PR #672, opened 2026-05-01
fix: keep Dora indexing across the Heze fork boundary

lodekeeper:
## Summary

Fix Dora so it keeps indexing through the Heze fork boundary instead of breaking at slot 32.

This PR does two things:

1. Forces Dora's consensus beacon client onto JSON requests instead of SSZ for now.
2. Adds a narrow Heze fallback in `GetBlockBodyByBlockroot()` for the exact signed-block-contents SSZ decode failure, plus regression coverage.

## Why

With the updated published images and a simple Lodestar+Besu Kurtosis devnet, Dora indexed blocks normally through slot 31, then failed exactly at the Heze fork boundary with:

- `failed to decode heze signed block contents`
- `Message.Body.ProposerSlashings:o: incorrect offset: first offset 396 does not match expected 392`

Source-level diagnosis:

- Dora pins `github.com/ethpandaops/go-eth2-client v0.1.1`
- that path still expects SSZ `SignedBeaconBlock` / related SSZ types where the Heze-era APIs now expose block contents / state / envelope shapes that it cannot decode correctly
- forcing JSON requests avoids those broken SSZ decode paths

### Repro

Using updated published images with `--image-download always`:

- `ethpandaops/besu:focil`
- `ethpandaops/lodestar:focil`
- Heze at epoch 1

### Before

- Dora broke at slot 32
- `/blocks` stopped at the Heze boundary
- logs showed the Heze signed-block-contents decode failure above

### After

With the patched image (`nflaig/dora:heze-slot32-fix`):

++++++

• TASK PROMPT
Write down, word for word, the lines above from the one containing "With the updated" through the one containing "- Dora broke at slot 32", both ends included.

• EXERCISE RESULT
With the updated published images and a simple Lodestar+Besu Kurtosis devnet, Dora indexed blocks normally through slot 31, then failed exactly at the Heze fork boundary with:

- `failed to decode heze signed block contents`
- `Message.Body.ProposerSlashings:o: incorrect offset: first offset 396 does not match expected 392`

Source-level diagnosis:

- Dora pins `github.com/ethpandaops/go-eth2-client v0.1.1`
- that path still expects SSZ `SignedBeaconBlock` / related SSZ types where the Heze-era APIs now expose block contents / state / envelope shapes that it cannot decode correctly
- forcing JSON requests avoids those broken SSZ decode paths

### Repro

Using updated published images with `--image-download always`:

- `ethpandaops/besu:focil`
- `ethpandaops/lodestar:focil`
- Heze at epoch 1

### Before

- Dora broke at slot 32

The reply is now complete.